Saved data entries:
┌────────

PR #7080, opened 2024-01-05
Decouple DataFilters and DataSort, refine toolbar layout

### LINKED ISSUE #7063: DataSort and DataFilters - determine a reasonable default behavior
Having both `DataSort` and `DataFilters` results in some strange behavior. After selecting ‘sort by’ and ‘sort direction’ those fields show up in DataFilters. It feels like they should not show up in DataFilters.

This behavior is coming from https://github.com/grommet/grommet/blob/master/src/js/components/DataFilters/DataFilters.js#L110-L112
If `DataFilters` doesn't have children and `view.sort` is defined, `DataFilters` will include `DataSort` within.

What is the 80% case when using DataSort. Do we expect it should be within DataFilters or a separate control?

https://github.com/grommet/grommet/assets/54560994/7eca31ee-f346-4f8c-9923-7b789e4c62b6

### Steps to Reproduce

1. https://storybook.grommet.io/?path=/story/data-data-properties--properties
2. Notice the DataFilters drop initially only shows a location filter
3. Open the DataSort drop and select a property to sort by and a direction
4. Open the DataFilters drop. Notice the drop content now includes DataSort.

taysea:
#### What does this PR do?

This PR:
- Decouples DataSort from DataFilters. In cases where a view applied "sort", then the sort controls were appearing as part of filters. Now, DataSort will appear as a peer to DataFilters, keeping DataFilters purely focused on filter inputs.
- Aligns default `toolbar` layout with [Figma designs](https://www.figma.com/file/bMVkdgHkimCENGHiKPGcYH/Maps?type=design&node-id=1260-91540&mode=design&t=ABgPyLwvKbDaPeLj-0). 
   - DataView should appear in a separate section and after filter controls.
- Adjusts DataClearFilters behavior to only clear filters and restore dataset to page 1, but does not clear search, sort, step, etc.

Screen Shot 2024-01-08 at 11 41 40 AM

Storybook.

Closes #7063 

Backwards compatible, these components are still in beta.

### DIFF
--- a/src/js/components/Data/Data.js
+++ b/src/js/components/Data/Data.js
@@ -109,6 +109,10 @@ export const Data = ({
       const nextView = { ...view };
       delete nextView.properties;
       delete nextView.page;
+      // by clearing the properties from a view, it is no
+      // longer reflecting the view
+      delete nextView.name;
+      delete nextView.view;
       setFiltersCleared(true);
       setView(nextView);
       if (onView) onView(nextView);
--- a/src/js/components/Data/Data.js
+++ b/src/js/components/Data/Data.js
@@ -3,6 +3,7 @@ import { AnnounceContext } from '../../contexts';
 import { Box } from '../Box';
 import { DataFilters } from '../DataFilters';
 import { DataSearch } from '../DataSearch';
+import { DataSort } from '../DataSort';
 import { DataSummary } from '../DataSummary';
 import { DataView } from '../DataView';
 import { Toolbar } from '../Toolbar';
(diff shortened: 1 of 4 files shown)


jcfilben (commented):
The code looks good, one thing that is a little confusing (and maybe a separate issue) is when I have options configured in the DataSort drop but nothing selected in the DataFilters drop there is no 'Clear filters' button, which leads me to believe that the 'Clear filters' button is only associated with DataFilters. But when I do have something selected in DataFilters and I click 'Clear filters' it will also reset DataSort.

taysea:
> The code looks good, one thing that is a little confusing (and maybe a separate issue) is when I have options configured in the DataSort drop but nothing selected in the DataFilters drop there is no 'Clear filters' button, which leads me to believe that the 'Clear filters' button is only associated with DataFilters. But when I do have something selected in DataFilters and I click 'Clear filters' it will also reset DataSort.

Good comment. A separate note I have in the "Data + friends" board is to modify the "Clear filters" control to only clear out filters (not search, and based on these changes likely not sort either). However, given that, I'm wondering how someone might "clear" out sorting if desired. We can discuss more next week.

taysea:
After discussion with the dev group, we will:
- Not have DataSort appear as part of toolbar by default, even if a view has a sort. This is because a view might contain a sort config but that doesn't necessarily mean it's desired for the user to have control over it.
- "Clear filters" should not clear out Sort or Search, or other view configurations. It should just clear out `properties`
   - One nuance to explore is if it should clear `page` to 1 or not

jcfilben (commented):
**Update** Just saw your draft PR (https://github.com/grommet/grommet/pull/7084) I think that will address some of the things I mentioned below

Maybe unrelated to this PR but something odd I observed while testing this is that if I have a view applied and try to 'unselect' a filter option in that view I am not able to. I am able to select new filters to apply to the view. Then when i hit 'clear filters' the view is cleared. I think the behavior isn't intuitive and there should be a separate way to clear the view


https://github.com/grommet/grommet/assets/54560994/26a24c06-cf7a-4dc0-b664-dae8ffaf550a

jcfilben (approved):
Looks good!

taysea:
> **Update:** Just saw your draft PR (#7084) I think that will address some of the things I mentioned below
> 
> Maybe unrelated to this PR but something odd I observed while testing this is that if I have a view applied and try to 'unselect' a filter option in that view I am not able to. I am able to select new filters to apply to the view. Then when i hit 'clear filters' the view is cleared. I think the behavior isn't intuitive and there should be a separate way to clear the view
> 

Totally agree it's unintuitive, but yes that draft PR should address this.

MikeKingdom (approved):

halocline (approved):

└────────

Instructions for the task: Return exactly what appears above, from the first line of the entries to the line with "not show up in DataFilters.", inclusive.

Answer for the task:
PR #7080, opened 2024-01-05
Decouple DataFilters and DataSort, refine toolbar layout

### LINKED ISSUE #7063: DataSort and DataFilters - determine a reasonable default behavior
Having both `DataSort` and `DataFilters` results in some strange behavior. After selecting ‘sort by’ and ‘sort direction’ those fields show up in DataFilters. It feels like they should not show up in DataFilters.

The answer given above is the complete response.